# X locks with kernel 3.1

## hedmo

after i updated to 3.1.x .X locks  hard.it is starting and i can move the mouse but after some sec..

it locks.i can not find any wrong=xorg.log etc.. i have even used a ssh tunnel to see if i find any thing but no  :Mad: 

where shall i start  :Question: 

----------

## DONAHUE

as 3.1 is not in stable or testing branch nor released by kernel.org you should probably file a bug at kernel.org and/or X.org and/or retreat to a stable or testing or at least a released kernel.

----------

## hedmo

DONAHUE wrote:

as 3.1 is not in stable or testing branch nor released by kernel.org 

and gentoo has it in portage   :Laughing: 

mybox hedmo # emerge -av mm-sources

 * IMPORTANT: 5 news items need reading for repository 'gentoo'.

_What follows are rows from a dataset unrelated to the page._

PR #8108, opened 2026-07-02
`UnderlineNav`: Improve flickering by moving icon visibility control to a one-way CSS animation

iansan5653:
- Resolves https://github.com/github/primer/issues/6806

The icons in `UnderlineNav` can cause flickering as they cause/un-cause the container to overflow when hidden/shown. We use JS to update state to prevent this flickering, but that doesn't run until after hydration. This means that, for certain screen sizes, the icons will flicker after SSR and before client-size hydration.

This PR moves the icon visibility logic to a one-way CSS animation on supported browsers. This way, when the scroll-driven animation is triggered, it triggers the corresponding icon-hiding animation, which persists and keeps the icons hidden for the remaining life of the component.

This improves the performance significantly by shifting the calculations into CSS in supported browsers (ie, not in Firefox). This reduces the visibility of the flickering. However, unfortunately it does not completely resolve the flickering; the browser still has to paint the tabs in order to determine the overflow and then hide the icons.

#### Changed

- Fixed icon flickering before initial render in `UnderlineNav`

### Rollout strategy

- [x] Patch release
- [ ] Minor release

### Merge checklist

- [ ] Added/updated tests
- [ ] Tested in Chrome
- [ ] Tested in Firefox
- [ ] Tested in Safari
- [ ] Tested in Edge


joshblack (approved):

packages/react/src/UnderlineNav/UnderlineNav.module.css
```diff
@@ -21,12 +16,32 @@
...
+
+@keyframes hide-icons {
+  0% {
+    display: inline;
+  }
+
+  100% {
+    display: none;
+  }
 }
```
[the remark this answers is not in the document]
iansan5653: I'm like 99% sure this is incorrect. Browsers will animate the property but (obviously) not smoothly; they'll discretely step from one value to the next.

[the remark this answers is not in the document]
jonrohan: Checking https://primer-770a2beee9-13348165.drafts.github.io/storybook/?path=/story/components-underlinenav-features--with-icons I don't think the icons are hiding

packages/react/src/internal/components/UnderlineTabbedInterface.module.css
```diff
@@ -18,18 +18,14 @@
...
-
   &[data-overflow-mode='wrap'] {
     /* Wrap items onto hidden next lines */
     overflow: hidden;
     max-height: var(--control-xlarge-size);
 
     .UnderlineItemList {
       flex-wrap: wrap;
-      overflow: hidden;
+      flex: 1;
```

 * Use eselect news to read news items.

These are the packages that would be merged, in order:

Calculating dependencies... done!

[ebuild     U  ] sys-kernel/mm-sources-3.1_rc3 [3.0] USE="-build -symlink" 0 kB

Total: 1 package (1 upgrade), Size of downloads: 0 kB

Would you like to merge these packages? [Yes/No] n

Quitting.

 * IMPORTANT: 5 news items need reading for repository 'gentoo'.

 * Use eselect news to read news items.

mybox hedmo # 

buy okej DONAHUE i will report a bug

----------

## DONAHUE

git-sources-3.1_rc4-r2 is what i was looking at. mm-sources is new to me.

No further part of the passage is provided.